Com. ex rel. MacCarter v. Mount Lawn Cemetery

15 Pa. D. & C. 299, 1930 Pa. Dist. & Cnty. Dec. LEXIS 99
CourtPennsylvania Court of Common Pleas, Delaware County
DecidedAugust 22, 1930
DocketNo. 166
StatusPublished

This text of 15 Pa. D. & C. 299 (Com. ex rel. MacCarter v. Mount Lawn Cemetery) is published on Counsel Stack Legal Research, covering Pennsylvania Court of Common Pleas, Delaware County primary law. Counsel Stack provides free access to over 12 million legal documents including statutes, case law, regulations, and constitutions.

Bluebook
Com. ex rel. MacCarter v. Mount Lawn Cemetery, 15 Pa. D. & C. 299, 1930 Pa. Dist. & Cnty. Dec. LEXIS 99 (Pa. Super.

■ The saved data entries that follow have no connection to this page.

PR #602, opened 2023-01-19
ENH: Set max concurrency to server logical processors times two

bnmajor:


bnmajor:
@thewtex This update works but does not seem to resolve any of the issues around SageMaker Studio's silent failing

thewtex (commented):
@bnmajor thanks for testing! Nothing? Even if the `* 2` is removed?

Overall, an improvement nonetheless.

Could the limit please checked and excluded for the JupyterLite case if  `cpu_count` is not correctly reported?

bnmajor:
@thewtex This has been tested with Colab and JupyterLite now with no issues.

Side note this also worked with Studio once I deleted my existing user and created a new one (worked on every try). Not sure that this is the solution (1.0a22 started working after I tested this as well) but at least it certainly was not creating new issues.

thewtex:
@bnmajor thanks!

Please rebase/merge/release.

> Side note this also worked with Studio once I deleted my existing user and created a new one (worked on every try). Not sure that this is the solution (1.0a22 started working after I tested this as well) but at least it certainly was not creating new issues.

Sounds positive! :crossed_fingers: :1st_place_medal: 

CC @aylward

thewtex (approved):

PR #607, opened 2023-01-24
BUG: Fix keyword param point_set -> point_sets

bnmajor:


thewtex (commented):
I think this should be `point_set` -- so adjustments may need to be made to the `view` code?

In 0.X, we could pass a list of point sets (and geometries), however in 1.X, I would like to support a single point set and geometry for `view` because it avoid ambiguities with NumPy-derived data types and lists and it provide a more reasonable way to specify parameters -- they can just be passed as kwargs to `view`. To add more data the scene, `viewer = view(point_set1); viewer.set_point_set(point_set2)` Does that make sense?

bnmajor:
@thewtex Makes sense! I'll just update this PR to make those fixes instead

bnmajor:
@thewtex Any preference on the default behavior for detecting the input type for [numpy arrays](https://github.com/InsightSoftwareConsortium/itkwidgets/blob/main/itkwidgets/integrations/__init__.py#L166-L170), [zarr groups](https://github.com/InsightSoftwareConsortium/itkwidgets/blob/main/itkwidgets/integrations/__init__.py#L171-L175), [dask arrays](https://github.com/InsightSoftwareConsortium/itkwidgets/blob/main/itkwidgets/integrations/__init__.py#L192-L196), [PyTorch tensors](https://github.com/InsightSoftwareConsortium/itkwidgets/blob/main/itkwidgets/integrations/__init__.py#L199-L203), or [xarray DataArrays or Datasets](https://github.com/InsightSoftwareConsortium/itkwidgets/blob/main/itkwidgets/integrations/__init__.py#L206-L215)? In all of these cases the default is to treat the data as an image if not explicitly passed in with the `point_set` kwarg. So for your example `viewer = view(point_set1)` this would (for most data types) be treated as an image without `point_set` keyword.

Also right now the behavior is to [overwrite](https://github.com/Kitware/itk-vtk-viewer/blob/master/src/createViewer.js#L386-L388) the existing point set rather than update the list. I could either update `setPointSets` to append the new data, or maybe it would make more sense to add a new function like `updatePointSets` or `appendPointSet`?

thewtex:
@bnmajor thanks!

> @thewtex Any preference on the default behavior for detecting the input type for numpy arrays, zarr groups, dask arrays, PyTorch tensors, or xarray DataArrays or Datasets? In all of these cases the default is to treat the data as an image if not explicitly passed in with the point_set kwarg. So for your example viewer = view(point_set1) this would (for most data types) be treated as an image without point_set keyword.

In detecting the type without an explicit kwarg, can we have `Nx3` (x,y,z) or `Nx2` (x,y) imply point set, and image otherwise?

> Also right now the behavior in the itk-vtk-viewer api is to overwrite the existing point set rather than update the list. I could either update setPointSets to append the new data, or maybe it would make more sense to add a new function like updatePointSets or appendPointSet?

Thinking about transitions, `addPointSet` would be ideal.

itkwidgets/_type_aliases.py
```diff
@@ -15,21 +15,21 @@
 Style = Dict[str, str]
 
 Image = Union[np.ndarray, itkwasm.Image, zarr.Group]
-Point_Sets = Union[np.ndarray, itkwasm.PointSet, zarr.Group]
+Point_Set = Union[np.ndarray, itkwasm.PointSet, zarr.Group]
```
thewtex, line 18: unrelated to your changes here, but can we please fix regardless: `Point_Set` -> `PointSet` :pray:

bnmajor:
> In detecting the type without an explicit kwarg, can we have `Nx3` (x,y,z) or `Nx2` (x,y) imply point set, and image otherwise?

Sure thing! Updated with those changes now :+1: 

> Thinking about transitions, `addPointSet` would be ideal.

Awesome. This branch now relies on Kitware/itk-vtk-viewer#643. Once that is in the itk-vtk-viewer version will need to be bumped before this branch is ready.

itkwidgets/_type_aliases.py
bnmajor: Fixed!

thewtex (approved):
:1st_place_medal: :100:

PR #614, opened 2019-10-24
Fix memory issues caused by new updates encoding

semtexzv:
Updates from different but compatible architectures are no longer encoded in the dump file, instead, the code loops through all compatible architectures for each checked package.


psegedy:
ClientWebSocketResponse.send_str was never awaited and bunch of ISEs, see Artifacts in Jenkins job - vmaas-webapp pod logs
```
app: [INFO] Connected to: ws://vmaas-websocket.vmaas-qe.svc:8082/
cache: [INFO] Loaded data version 2019-10-24T11:21:55.077729+00:00.
app: [INFO] Cached data refreshed.
/webapp/app.py:337: RuntimeWarning: coroutine 'ClientWebSocketResponse.send_str' was never awaited
  self.websocket.send_str(msg)
app: [ERROR] Internal server error <8727179098444>: please include this error id in bug report.'Traceback (most recent call last):\n  File "/webapp/app.py", line 71, in handle_request\n    res = api_endpoint.process_list(api_version, data)\n  File "/webapp/updates.py", line 442, in process_l
...
```

semtexzv:
I simply cannot preserve the old behavior with new encoding, therefore closing this, and will be rolling back the previous changes which resulted in increased memory usage.

PR #622, opened 2019-11-12
Podman developer mode

Michael-Jurek:
Fix for starting app in developer mode with podman. More Info in Readme.md.
Example:
# Build containers
```
sudo ./scripts/devel-compose up --build
```
# Switch into container
```
sudo podman exec -it vmaas-webapp bash
```

### DIFF
--- a/Pipfile
+++ b/Pipfile
@@ -14,7 +14,7 @@ testing-postgresql = ">=1.3.0"
 [packages]
 flask = "==1.1.1"
 aiohttp = "==3.6.0"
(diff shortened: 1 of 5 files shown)


Pipfile
```diff
@@ -26,6 +26,7 @@ tornado = ">=6.0.3"
 pyyaml = ">=5.1.2"
 requests = ">=2.22.0"
 podman-compose = {file = "https://github.com/containers/podman-compose/archive/devel.tar.gz"}
+podman = ">=1.6.0"
```
MichaelMraka: 1.4.4 should be enough (version released on RHEL7)

PR #636, opened 2019-12-02
support to return all updates

jdobes:
- export all errata to dump
- add new /v3/updates API to return all updates/security only if `security_only` parameter is set


psegedy:
/v1/errata is now returning all errata, not only errata with CVE. This is functional change in v1 api, but I understand it may be difficult to keep the old behavior. Do we know of someone who is using /v1/errata, and this change could eventually break their workflow?

jdobes:
I think it doesn't matter that /v1/errata now knows about more errata than before, user just requests details about errata list, he can for example request to get details about all RHSA-2019-* using regexp

PR #640, opened 2019-12-05
deleting vmaas repos fails due to module foreign key references

blayson:


blayson:
> what if module is refrenced from module_stream?
> 
> https://redhatinsights.github.io/vulnerability-docs/vmaas_database_master/relationships.html

do we need to implement cascade deleting or will it be better to make nullable reference in module or module stream?

jdobes:
let's delete it from all connected tables, I think it doesn't make sense to keep it with nullable ref

but do not add ON DELETE CASCADE constraints, do deleting manually in this function only

reposcan/database/repository_store.py
```diff
@@ -131,12 +131,24 @@ def delete_content_set(self, content_set_label):
             cur.execute("""select id from repo where content_set_id = %s""", (content_set_id,))
             repo_ids = cur.fetchall()
             for repo_id in repo_ids:
+                cur.execute("select id from module where repo_id = %s", (repo_id,))
+                module_id = cur.fetchone()
```
jdobes: check the cardinality, I think there can be many modules per repo

blayson: :thinking: sure, I missed it :smile:

PR #642, opened 2019-12-16
feat(database): add database upgrade scripts and tutorial

yungbender:
Basically, the process is the same like for vulnerability-engine.

- The database upgrade scripts are placed into ```/database/upgrade_scripts/``` folder
- Sources for the database upgrade process are in ```/database/upgrade``` folder
- Upgrade script is started from the reposcan container and is placed in root folder of the container (```dbupgrade.sh```)
- Also I wrote some tutorial in ```README.md``` inside database folder

### DIFF
--- a/Dockerfile.test
+++ b/Dockerfile.test
@@ -17,6 +17,7 @@ ADD /reposcan/Pipfile*     /vmaas/reposcan/
 ADD /websocket/Pipfile*    /vmaas/websocket/
 ADD /webapp_utils/Pipfile* /vmaas/webapp_utils/
 ADD Pipfile*               /vmaas/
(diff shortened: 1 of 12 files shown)


yungbender:
> Sorry for very late review. The upgrade test you've added is a fine unit test but doesn't have essential functionality from https://github.com/RedHatInsights/vulnerability-engine/blob/master/tests/database_tests/test_upgrade.py - comparing that 2 databases - first database created from latest vmaas_db_postgresql.sql and second database created from version 0 vmaas_db_postgresql.sql + applied all available upgrade scripts - are exactly same

I understand, I thought this unit test is supposed to test the script, not the upgrade scripts and correctness in the upgrade script directory. I will create a new one.

PR #644, opened 2020-01-03
alert when repo/CVE import in reposcan fails

blayson:
add metrics to count failed imports of cves and repos

### DIFF
--- a/reposcan/redhatcve/cvemap_controller.py
+++ b/reposcan/redhatcve/cvemap_controller.py
@@ -16,6 +16,7 @@ from redhatcve.cvemap import CvemapHead, CvemapBody
 URL = os.getenv('REDHAT_CVEMAP_URL',
                 'https://www.redhat.com/security/data/metrics/cvemap.xml')
 
+
 class CvemapController:
     """
     Controls import/sync of CVE map into the DB.
@@ -36,8 +37,7 @@ class CvemapController:
 
     def _download_head(self):
         item = DownloadItem(source_url=URL,
-                            target_path=self._tmp_head()
-                           )
+                            target_path=self._tmp_head())
         download_items = [item]
         self.downloader.add(item)
         self.downloader.run(headers_only=True)
@@ -52,7 +52,7 @@ class CvemapController:
 
             # already synced before?
             db_lastmodified = parse_datetime(self.cvemap_store.lastmodified())
-            #db_lastmodified = None
+            # db_lastmodified = None
             self.lastmodified = parse_datetime(header.get_lastmodified())
             # synced for the first time or has newer revision
             if (db_lastmodified is None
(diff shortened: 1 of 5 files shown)


reposcan/redhatcve/cvemap_controller.py
```diff
@@ -97,5 +97,7 @@ def store(self):
                 self._download_xml()
                 cvemap = self._load_xml(self.lastmodified)
                 self.cvemap_store.store(cvemap)
+        except Exception:  # pylint: disable=broad-except
```
jdobes: probably not neccessary here because errors are catched inside self.cvemap_store.store already

reposcan/repodata/repository_controller.py
```diff
@@ -224,6 +225,7 @@ def import_repositories(self):
                 failures += 1
         if failures > 0:
             self.logger.warning("Failed to import %d repositories.", failures)
+            FAILED_IMPORT_REPO.inc(failures)
```
jdobes: increase counter also in `def store(self):` method, this handles only repo import but not repo sync

reposcan/reposcan.py
```diff
@@ -519,6 +519,7 @@ def run_task(*args, **kwargs):
         except Exception as err:  # pylint: disable=broad-except
             msg = "Internal server error <%s>" % err.__hash__()
             LOGGER.exception(msg)
+            FAILED_IMPORT_CVE.inc()
```
jdobes: increase also FAILED_IMPORT_REPO in this file

reposcan/redhatcve/cvemap_controller.py
blayson: :thinking: ok

reposcan/repodata/repository_controller.py
```diff
@@ -293,6 +295,8 @@ def md_size(repomd, data_type):
                                          completed_repositories, total_repositories)
                         self.repo_store.store(repository)
                         repository.unload_metadata()
+                except Exception:  # pylint: disable=broad-except
+                    FAILED_IMPORT_REPO.inc()
```
jdobes: but this will silently hide the exception

nevermind, for repositories I think it will be enough to only increase counters on top level in reposcan.py

blayson: wouldn't it be better to raise an exception right after `FAILED_IMPORT_REPO.inc()`?

jdobes: I'd not do that, it'd increment FAILED_IMPORT_REPO twice (second time on top level in reposcan.py), I think it's unnecessary

reposcan/repodata/repository_controller.py
```diff
@@ -224,8 +225,9 @@ def import_repositories(self):
                 failures += 1
         if failures > 0:
             self.logger.warning("Failed to import %d repositories.", failures)
+            FAILED_IMPORT_REPO.inc(failures)
 
-    def store(self):
+    def store(self):  # pylint: disable=too-many-branches,too-many-statements
```
jdobes: just remove this pylint comment

PR #650, opened 2020-01-14
Add pkgtree API endpoint to webapp

matysek:
The goal of this pull request to add new API endpoint 'pkgtree' that will return list of NEVRAs for given package name. The returned data format is similar to the 'pkgtree' API from reposcan app.

Two benefits of this API:
- no authentication required
- return NEVRA list just for one package name
- will be usable for insights-core


psegedy:
Sorry for not working Jenkins. I run integration tests locally and tests passed.

Out of curiosity, why did you pin all packages to `==` instead of `>=` and use exploitable `unsafe_load` instead of `full_load`? `Werkzeug` is not needed IMO

matysek:
@psegedy 
* I added a new dependency on package ```natsort``` for sorting response items. I added this then to ```Pipfile``` and wanted to regenerate ```Pipfile.lock```. However, I couldn't find a way how to update ```Pipfile.lock``` with just one package. Everytime all packages in Pipfile.lock were updated.
* Package `pyyaml v5.3` caused failures with webapp tests because with pyyaml 5.3 was changed ```full_load``` to not support python tags and just ```unsafe_load``` supported that and allowed to load ```test/data/cache.yaml```. I was getting this error:
```
self = <test.yaml_cache.YamlCache object at 0x7f4ae19aa1d0>    def load_yaml(self):
        """Load cache from YAML file."""
        with open(self.filename, "r") as stream:
            try:
                data = yaml.full_load(stream)
            except yaml.YAMLError as err:
                print(err)>       for key, val in data.items():
E       UnboundLocalError: local variable 'data' referenced before assignment
could not determine a constructor for the tag 'tag:yaml.org,2002:python/object/apply:decimal.Decimal'
  in "test/data/cache.yml", line 25, column 5
```
* Werkzeug was installed automatically as a dependency of something. Also with updated version of ```Werkzeug``` I got another test failure related to this:
```
DeprecationWarning: The import 'werkzeug.FileStorage' is deprecated and will be removed in Werkzeug 1.0. Use 'from werkzeug.datastructures import FileStorage' instead.
    from werkzeug import FileStorage
```
* So I fiddled with various combinations of package versions and the only way how to have a stabilized environment when updating ```Pipfile.lock``` was by setting package versions in ```Pipfile``` to ```==```.
* When not using pyyaml 5.3 method ```unsafe_load``` could be changed back to ```full_load```.
* When ```Werkzeug``` is not needed how to prevent it from being installed? Or is it only a dev dependency of something?
* Do you know about any way how to update ```Pipfile.lock``` with just ```natsort``` and avoid updating all other packages?

psegedy:
@matysek thanks for explanation. I'm not familiar with updates of `Pipfile`. It just looked strange to me why another WSGI is required for the application, but it might be needed for unit-tests... I'm sure developers know better.

PR #659, opened 2020-02-17
return null errata severity instead of string "None"

blayson:
fix(database): store null severity in errata table
fix(reposcan): import null severity to db
fix(webapp): return null instead of empty string

should I create 3 different commits or 1 will be ok?


jdobes:
1 commit is fine

please add also nullable flag in openapi spec

blayson:
> 1 commit is fine
> 
> please add also nullable flag in openapi spec

Done

PR #661, opened 2020-02-18
Incorrect response with incorrect content type

blayson:


webapp/app.py
```diff
@@ -401,42 +401,41 @@ def create_app():
...
     @web.middleware
-    async def error_formater(request, handler, **kwargs):
-        #pylint: disable=broad-except
+    async def error_formatter(request, handler, **kwargs):
+        # pylint: disable=broad-except
         def build_error(detail, status):
             errors = {"detail": detail, "status": status}
             return {"errors": [errors]}
 
+        original_error = ''
```
jdobes: what is the purpose of this variable? it's a string type and few lines below this variable changes to dict

blayson: it was added by mistake :smile:

PR #670, opened 2020-02-24
filter errata by type, severity etc.

blayson:


webapp/webapp.spec.yaml
```diff
@@ -741,6 +741,23 @@ components:
...
+            - type: string
+              example: 'security'
+            - type: array
+              items:
+                type: string
+                example: security
+        severity:
+          oneOf:
+            - type: string
+              example: 'Critical'
```
jdobes: shouldn't this be nullable as well?

blayson: hmm, I fixed it
but I have tested it before and it was working fine 🤷‍♂

jdobes: are you testing it with upgraded schema (null severity_id columns in errata table)? and current webapp dump (generated by reposcan)?

jdobes:
any update?

PR #671, opened 2020-02-26
chore: upgrade connexion version

yungbender:
The old connexion version is causing a problem when we need to upgrade packages through Pipfile.
[Source](https://github.com/zalando/connexion/issues/1149)


jdobes:
there is one test failure - different error message for empty input, please check if it's related to this change and fix the test if needed

yungbender:
> there is one test failure - different error message for empty input, please check if it's related to this change and fix the test if needed

Yes, I'm working on it, looks like they added their own error formatter for aiohttp.

PR #689, opened 2020-04-08
don't block APIs when doing refresh and return 503 instead

jdobes:
- healthchecks won't fail because webapp stays responsive
- other apps can detect refreshing state by 503 code and retry instead of time out


jdobes:
tests failing because of different issue

PR #120, opened 2025-03-02
Add support for extra init containers and sidecar containers

RegentOfOrigin:
The current chart asserts that only a single init container is needed for rclone. This can be adapted for most purposes so long as the specified image contains an entrypoint at /init/init.sh and is meant to be run as an initContainer and not a sidecar container (https://kubernetes.io/docs/concepts/workloads/pods/init-containers/#api-for-sidecar-containers).

There are useful tools that operate on plex's metadata files, bundles, or database that would be best run as sidecar containers (see above), which are functionally init containers with restart policies.

This pull request adds support for additional init containers through an "extraInitContainers" argument that is semantically identical to the existing extraContainers argument.

### DIFF
--- a/charts/plex-media-server/templates/statefulset.yaml
+++ b/charts/plex-media-server/templates/statefulset.yaml
@@ -96,6 +96,9 @@ spec:
         - name: rclone-config
           mountPath: /out
       {{- end }}
+      {{- with .Values.extraInitContainers }}
+{{- toYaml . | nindent 6 }}
+      {{- end }}
       containers:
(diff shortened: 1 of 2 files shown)


cilindrox (approved):
LGTM - thanks @RegentOfOrigin

cilindrox:
cc @MarshallAsch for a quick spot check

MarshallAsch (approved):
needs a `minor` version bump of the chart version and its good. (we can do that tho after merging)

RegentOfOrigin:
Awesome, thank you so much!

PR #123, opened 2025-03-08
[helm chart] Allow the pms container to run as privileged

Pale-whale:
Hello

I've try to make hardware transcoding with an intel igpu work as a non privileged container with no success.
If it is possible I'd like some pointers on how to do that
If not this pr adds the ability to run the pms container as privileged

Thanks for providing an official chart 🙏

### DIFF
--- a/charts/plex-media-server/templates/statefulset.yaml
+++ b/charts/plex-media-server/templates/statefulset.yaml
@@ -126,11 +126,13 @@ spec:
         readinessProbe:
           {{- toYaml . | nindent 10 }}
         {{- end }}
+        {{- if .Values.pms.privileged }}
         securityContext:
           privileged: true
           capabilities:
             add:
               - SYS_ADMIN
+        {{- end }}
         {{- with .Values.pms.resources }}
         resources:
           limits:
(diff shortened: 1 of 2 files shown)


charts/plex-media-server/templates/statefulset.yaml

Ct. 1930).

Opinion

Broomall, J.,

On March .7, 1930, the district attorney of this county filed a suggestion setting up, inter alia, that the Mount Lawn Cemetery was a corporation of the first class duly chartered by the court of common pleas of this county; that it had failed to set aside a sum equal to at least one-tenth of the gross amount of the funds arising from the sale of lots in its burial ground as provided by its charter; that it was selling lots to undertakers and other middlemen at prices below the resale by such purchasers ; that its real estate was encumbered by two mortgages; and that by reason of these facts the charter of the corporation had become null and void and its corporate rights, privileges and franchises forfeited; and prayed the court for a writ of quo warranto to show by what authority the defendants exercised the liberties and franchises of a cemetery company, and why they [300]*300should not be ousted therefrom and the said charter declared null and void. On the same day the court allowed a writ of quo warranto, returnable May 1, 1930. To this writ the respondents filed a demurrer, setting out that the court was without jurisdiction; that the person at whose suggestion the writ was issued was not qualified to pray for such writ, having an adequate remedy at law; that the District Attorney of Delaware County had no authority in law to file the suggestion; that the relief in the nature prayed could be only sought by .the Commonwealth of Pennsylvania through the Attorney General; and that the facts set forth in the suggestion were not sufficient to justify the granting of the relief prayed for. The matter comes before us on this demurrer.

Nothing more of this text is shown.